---------- RECORDED INFORMATION ----------
Issue #2989, opened 2023-01-09
Rename paging containing model to {ResourceType}ListResult


pshao25:
Currently when using azure core template to generate paged containg model, it would be called as `PagedXXX` or `CustomPage`. We should change it to `XXXListResult`.

pshao25:
Latest code won't generate this mode, so close it.

PR #2990, opened 2023-01-09
Change paging model name to ListResult

pshao25:
Fix https://github.com/Azure/autorest.csharp/issues/2989


src/CADL.Extension/Emitter.Csharp/src/lib/templateHandler.ts
```diff
@@ -0,0 +1,34 @@
...
+}
+
+/**
+ * Pagination model should have name {ResourceType}ListResult
+ */
+export function isPagingModel(type: Type) : boolean {
+    return type.kind === "Model" && hasDecorator(type, "$pagedResult");
+}
+
+export function getPagingModelName(model: Model) : string | undefined {
```
lirenhe, line 24: Will other SDKs also need this? How do you think of putting it in Cadl-dpg?

src/CADL.Extension/Emitter.Csharp/src/lib/templateHandler.ts
```diff
@@ -0,0 +1,34 @@
...
+    if (isPagingModel(model)) {
+        if (!model.templateArguments || model.templateArguments[0].kind !== "Model") {
+            throw "Paging model should have a containing model resource";
+        }
+        
+        return `${model.templateArguments[0].name}ListResult`;
```
lirenhe, line 30: Does this name (nameListResult) align with the naming of current HLC or mgmt. SDK?

src/CADL.Extension/Emitter.Csharp/src/lib/templateHandler.ts
pshao25: Others don't need it. It is .net specific.

src/CADL.Extension/Emitter.Csharp/src/lib/templateHandler.ts
pshao25: Yes, we are following the current naming convention.

pshao25:
Don't need that now.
----------
▶ **EXERCISE BRIEF**
Go through the listing and copy each line that includes the string "isPagingModel".

▶ **SOLVED EXERCISE**
+export function isPagingModel(type: Type) : boolean {
+    if (isPagingModel(model)) {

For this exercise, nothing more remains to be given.